• Instructions for the task:
An exact copy of all the data below is needed.

• Dataset extract:
__________________________________________________
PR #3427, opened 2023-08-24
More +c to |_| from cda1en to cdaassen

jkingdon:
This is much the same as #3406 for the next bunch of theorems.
__________________________________________________
• Result:
PR #3427, opened 2023-08-24
More +c to |_| from cda1en to cdaassen

jkingdon:
This is much the same as #3406 for the next bunch of theorems.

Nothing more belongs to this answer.